Stored data:
══════════════════════════════
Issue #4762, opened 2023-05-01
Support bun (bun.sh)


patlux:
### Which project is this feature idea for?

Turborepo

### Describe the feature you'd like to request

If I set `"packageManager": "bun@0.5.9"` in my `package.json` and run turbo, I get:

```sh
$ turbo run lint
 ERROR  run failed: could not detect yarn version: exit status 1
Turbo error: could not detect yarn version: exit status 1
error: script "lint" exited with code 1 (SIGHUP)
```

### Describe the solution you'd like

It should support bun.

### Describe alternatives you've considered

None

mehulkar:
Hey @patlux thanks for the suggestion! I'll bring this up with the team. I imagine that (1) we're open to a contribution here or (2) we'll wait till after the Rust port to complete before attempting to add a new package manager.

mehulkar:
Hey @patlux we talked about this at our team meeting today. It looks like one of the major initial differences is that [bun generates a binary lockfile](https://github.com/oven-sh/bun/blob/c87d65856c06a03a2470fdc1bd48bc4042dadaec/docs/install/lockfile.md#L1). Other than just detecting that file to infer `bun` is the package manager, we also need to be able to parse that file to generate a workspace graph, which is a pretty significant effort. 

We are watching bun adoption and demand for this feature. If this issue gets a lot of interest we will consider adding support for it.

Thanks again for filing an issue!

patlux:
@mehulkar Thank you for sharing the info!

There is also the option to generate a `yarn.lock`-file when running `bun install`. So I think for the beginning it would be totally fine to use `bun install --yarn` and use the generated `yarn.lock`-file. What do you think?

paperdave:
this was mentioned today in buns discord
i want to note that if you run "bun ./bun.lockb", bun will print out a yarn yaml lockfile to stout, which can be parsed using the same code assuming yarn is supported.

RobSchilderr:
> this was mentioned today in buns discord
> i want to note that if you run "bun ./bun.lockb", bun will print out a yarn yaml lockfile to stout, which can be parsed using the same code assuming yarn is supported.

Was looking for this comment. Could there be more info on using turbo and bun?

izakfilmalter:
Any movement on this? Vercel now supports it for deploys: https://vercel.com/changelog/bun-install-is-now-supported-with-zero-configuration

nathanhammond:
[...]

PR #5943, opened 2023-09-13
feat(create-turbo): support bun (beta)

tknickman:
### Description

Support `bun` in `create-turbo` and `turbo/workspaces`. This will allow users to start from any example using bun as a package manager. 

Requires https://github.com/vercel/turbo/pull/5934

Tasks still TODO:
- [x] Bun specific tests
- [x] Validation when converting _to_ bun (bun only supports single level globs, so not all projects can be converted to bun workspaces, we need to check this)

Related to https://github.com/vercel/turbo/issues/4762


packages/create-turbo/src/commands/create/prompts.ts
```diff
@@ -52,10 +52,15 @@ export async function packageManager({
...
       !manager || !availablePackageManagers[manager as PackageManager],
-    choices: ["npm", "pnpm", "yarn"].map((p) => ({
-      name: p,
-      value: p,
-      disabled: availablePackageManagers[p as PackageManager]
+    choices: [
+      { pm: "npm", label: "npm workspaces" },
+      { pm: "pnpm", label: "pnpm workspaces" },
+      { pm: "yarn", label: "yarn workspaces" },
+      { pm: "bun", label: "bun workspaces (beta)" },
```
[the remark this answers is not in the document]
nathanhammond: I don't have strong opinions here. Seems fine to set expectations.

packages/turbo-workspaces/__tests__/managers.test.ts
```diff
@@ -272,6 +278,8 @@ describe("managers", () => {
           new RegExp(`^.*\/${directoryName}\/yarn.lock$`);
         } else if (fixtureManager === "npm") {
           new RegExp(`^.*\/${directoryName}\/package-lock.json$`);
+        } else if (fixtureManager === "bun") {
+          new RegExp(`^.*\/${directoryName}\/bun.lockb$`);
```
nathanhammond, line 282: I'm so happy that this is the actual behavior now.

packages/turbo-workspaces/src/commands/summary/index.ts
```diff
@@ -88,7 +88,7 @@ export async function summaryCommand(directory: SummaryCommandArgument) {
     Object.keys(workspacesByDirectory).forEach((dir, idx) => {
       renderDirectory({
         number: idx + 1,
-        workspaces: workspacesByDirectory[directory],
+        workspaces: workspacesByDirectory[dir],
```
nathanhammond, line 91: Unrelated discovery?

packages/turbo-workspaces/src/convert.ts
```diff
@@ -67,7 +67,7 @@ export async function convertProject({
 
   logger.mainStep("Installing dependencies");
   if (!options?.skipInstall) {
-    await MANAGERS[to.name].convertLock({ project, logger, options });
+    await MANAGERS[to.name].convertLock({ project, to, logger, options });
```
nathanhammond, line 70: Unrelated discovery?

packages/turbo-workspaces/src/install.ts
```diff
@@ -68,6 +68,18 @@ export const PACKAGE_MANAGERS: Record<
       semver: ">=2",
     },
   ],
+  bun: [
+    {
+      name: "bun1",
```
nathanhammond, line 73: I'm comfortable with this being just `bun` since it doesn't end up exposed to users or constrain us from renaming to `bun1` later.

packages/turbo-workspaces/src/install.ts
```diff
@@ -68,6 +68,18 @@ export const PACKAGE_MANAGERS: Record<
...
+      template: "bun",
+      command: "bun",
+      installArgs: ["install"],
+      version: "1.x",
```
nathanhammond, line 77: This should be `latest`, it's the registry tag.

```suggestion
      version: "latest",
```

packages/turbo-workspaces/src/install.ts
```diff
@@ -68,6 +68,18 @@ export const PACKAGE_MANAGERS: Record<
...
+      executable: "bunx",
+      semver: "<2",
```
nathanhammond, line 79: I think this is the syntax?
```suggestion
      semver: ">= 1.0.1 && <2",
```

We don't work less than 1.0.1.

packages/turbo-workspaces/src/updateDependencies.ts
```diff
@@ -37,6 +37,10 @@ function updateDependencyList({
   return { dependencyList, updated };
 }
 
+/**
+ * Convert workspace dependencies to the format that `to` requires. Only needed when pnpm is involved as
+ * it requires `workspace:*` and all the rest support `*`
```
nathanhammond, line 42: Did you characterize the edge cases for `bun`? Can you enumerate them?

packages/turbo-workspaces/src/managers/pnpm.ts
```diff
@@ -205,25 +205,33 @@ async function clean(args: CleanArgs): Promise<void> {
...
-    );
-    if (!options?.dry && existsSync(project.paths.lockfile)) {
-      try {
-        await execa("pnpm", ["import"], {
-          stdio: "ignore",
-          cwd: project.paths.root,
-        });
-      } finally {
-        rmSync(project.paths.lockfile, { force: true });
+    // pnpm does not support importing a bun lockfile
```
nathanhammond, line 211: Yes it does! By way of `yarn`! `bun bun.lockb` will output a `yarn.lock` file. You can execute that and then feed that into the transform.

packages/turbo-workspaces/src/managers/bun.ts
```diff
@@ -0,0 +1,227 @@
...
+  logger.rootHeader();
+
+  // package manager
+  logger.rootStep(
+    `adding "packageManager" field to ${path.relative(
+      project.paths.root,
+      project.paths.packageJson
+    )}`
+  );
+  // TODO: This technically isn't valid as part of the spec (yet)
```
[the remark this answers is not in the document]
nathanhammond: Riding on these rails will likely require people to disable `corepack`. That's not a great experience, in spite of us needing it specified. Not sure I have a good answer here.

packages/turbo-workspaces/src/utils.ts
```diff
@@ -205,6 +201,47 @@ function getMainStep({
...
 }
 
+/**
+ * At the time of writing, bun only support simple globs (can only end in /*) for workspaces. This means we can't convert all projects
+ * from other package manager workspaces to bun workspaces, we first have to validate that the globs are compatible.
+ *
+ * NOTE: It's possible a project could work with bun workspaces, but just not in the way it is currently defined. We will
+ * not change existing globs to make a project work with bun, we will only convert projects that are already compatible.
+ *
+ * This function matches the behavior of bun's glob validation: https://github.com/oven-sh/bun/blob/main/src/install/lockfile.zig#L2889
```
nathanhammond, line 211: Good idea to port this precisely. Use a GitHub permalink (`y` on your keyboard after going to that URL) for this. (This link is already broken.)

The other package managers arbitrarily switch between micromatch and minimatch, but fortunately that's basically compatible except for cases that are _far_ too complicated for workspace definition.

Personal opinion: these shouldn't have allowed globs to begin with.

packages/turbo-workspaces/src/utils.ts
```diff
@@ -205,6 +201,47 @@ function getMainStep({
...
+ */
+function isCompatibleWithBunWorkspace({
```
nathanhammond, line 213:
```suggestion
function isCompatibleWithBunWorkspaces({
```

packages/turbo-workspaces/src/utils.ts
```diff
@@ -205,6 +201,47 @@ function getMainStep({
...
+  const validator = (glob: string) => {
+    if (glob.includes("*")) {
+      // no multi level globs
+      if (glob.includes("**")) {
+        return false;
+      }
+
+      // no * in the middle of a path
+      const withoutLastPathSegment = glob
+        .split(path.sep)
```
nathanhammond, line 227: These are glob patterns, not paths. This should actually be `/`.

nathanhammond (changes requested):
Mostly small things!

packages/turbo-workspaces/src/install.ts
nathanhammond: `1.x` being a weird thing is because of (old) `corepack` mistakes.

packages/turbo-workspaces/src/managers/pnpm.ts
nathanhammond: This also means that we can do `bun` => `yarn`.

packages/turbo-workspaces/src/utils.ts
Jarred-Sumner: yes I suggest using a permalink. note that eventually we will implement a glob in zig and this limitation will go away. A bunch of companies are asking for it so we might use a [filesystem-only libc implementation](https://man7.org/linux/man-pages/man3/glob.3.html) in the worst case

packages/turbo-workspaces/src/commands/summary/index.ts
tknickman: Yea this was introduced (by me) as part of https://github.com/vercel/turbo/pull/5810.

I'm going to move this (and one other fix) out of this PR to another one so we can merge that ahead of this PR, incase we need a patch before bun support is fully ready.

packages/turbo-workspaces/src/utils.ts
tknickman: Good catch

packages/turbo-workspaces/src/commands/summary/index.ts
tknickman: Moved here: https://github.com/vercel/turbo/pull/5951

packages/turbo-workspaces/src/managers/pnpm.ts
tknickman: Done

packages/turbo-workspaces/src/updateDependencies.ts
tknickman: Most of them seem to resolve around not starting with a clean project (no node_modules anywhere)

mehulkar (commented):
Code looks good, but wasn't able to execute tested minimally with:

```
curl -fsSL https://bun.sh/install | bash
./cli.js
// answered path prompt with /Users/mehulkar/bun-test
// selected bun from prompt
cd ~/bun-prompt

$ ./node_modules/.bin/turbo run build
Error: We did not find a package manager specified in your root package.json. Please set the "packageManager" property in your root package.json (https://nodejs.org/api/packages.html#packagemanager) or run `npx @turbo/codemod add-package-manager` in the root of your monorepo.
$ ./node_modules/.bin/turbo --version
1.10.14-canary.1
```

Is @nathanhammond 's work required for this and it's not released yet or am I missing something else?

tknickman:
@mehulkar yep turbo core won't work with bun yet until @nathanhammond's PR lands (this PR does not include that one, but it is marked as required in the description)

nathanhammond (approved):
══════════════════════════════
* _Task to complete_:
Each line from the one holding "tknickman: Moved here: https://github.com/vercel/turbo/pull/5951" down to the end of the records above is to be repeated exactly; no other line belongs in the reply.

* _Expected answer_:
tknickman: Moved here: https://github.com/vercel/turbo/pull/5951

packages/turbo-workspaces/src/managers/pnpm.ts
tknickman: Done

packages/turbo-workspaces/src/updateDependencies.ts
tknickman: Most of them seem to resolve around not starting with a clean project (no node_modules anywhere)

mehulkar (commented):
Code looks good, but wasn't able to execute tested minimally with:

```
curl -fsSL https://bun.sh/install | bash
./cli.js
// answered path prompt with /Users/mehulkar/bun-test
// selected bun from prompt
cd ~/bun-prompt

$ ./node_modules/.bin/turbo run build
Error: We did not find a package manager specified in your root package.json. Please set the "packageManager" property in your root package.json (https://nodejs.org/api/packages.html#packagemanager) or run `npx @turbo/codemod add-package-manager` in the root of your monorepo.
$ ./node_modules/.bin/turbo --version
1.10.14-canary.1
```

Is @nathanhammond 's work required for this and it's not released yet or am I missing something else?

tknickman:
@mehulkar yep turbo core won't work with bun yet until @nathanhammond's PR lands (this PR does not include that one, but it is marked as required in the description)

nathanhammond (approved):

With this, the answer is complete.